PR #771, opened 2024-05-29
fixes(#739): No retry is performed when the ResourceWatcher fail to watch a resource

duke-bartholomew:
Added a new function `public Task WatchSafeAsync<TEntity>` to the KubernetesClient.
This will try to refresh the watch in case on transient errors, like connection drops triggered from the API server.

NOTE:
The `List..` methods from the KubernetesClient are changed to also return the `ResourceVersion` as this is now also used by the `WatchSafeAsync` function to keep track of the object version to be able to re-initialize the watch in case of such a transient error.

This (latest) version can also make use of _watch-bookmark_ events for better handling of ResourceVersion changes inside an active watcher.

### DIFF
--- a/.gitignore
+++ b/.gitignore
@@ -33,3 +33,6 @@ coverage.info
 
 # Docs
 _site
+
+.idea/
+global.json
--- a/src/KubeOps.KubernetesClient/ExceptionExtensions.cs
+++ b/src/KubeOps.KubernetesClient/ExceptionExtensions.cs
@@ -1,0 +1,28 @@
+using System.Text.RegularExpressions;
+
+namespace KubeOps.KubernetesClient;
+
+/// <summary>
+/// Method extensions for the <see cref="Exception"/> class.
+/// </summary>
+public static class ExceptionExtensions
+{
+    /// <summary>
+    /// Walk through all collected Exceptions (base exception and all inner exceptions) LINQ style.
+    /// </summary>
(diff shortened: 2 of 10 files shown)


buehler:
Just glanced over the changes, this would result in a breaking change. Is it really necessary to have another "watch safe" method or can it be incorporated into the current function? I did like your approach for watching and catching the errors. However, changing the list functions is not really necessary right?

We could incorporate this retry logic in the resource watcher which should recreate the watcher on disconnect and then check the resource version stuff. The watcher should have the resource version as far as I know.

duke-bartholomew:
@buehler 
Having a stable watch would mean following actions (without bookmark events):
1) List (returns: ResourceVersion)
2) Watch (start from ResourceVersion)
3) goto (1) when transient Exception occurs

When we rely on the bookmark-events, then yes, maybe we get the correct ResourceVersions directly inside the watch ... (I have not tested this directly), but then this solution without modifying the List methods would only work when indeed usage of bookmark watch events is configured, and we _have to_ initially start the watcher with ResourceVersion = null (i.e. watch with full history).

But also: the Watch APIs (on your KubernetesClient) have an argument `ResourceVersion` that you can pass in, but there is no way to get my hands on a proper resource version from any of the List methods (they only return the Items, and not the ResourceVersion), rendering the ResourceVersion argument in the Watch methods a bit useless, no?

buehler:
Absolutely fair enough :-)

Let me have a look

EXERCISE DIRECTIONS:
For the string "would", give the number of lines in the entries that contain it, with no other words.

SOLUTION TO THE EXERCISE:
3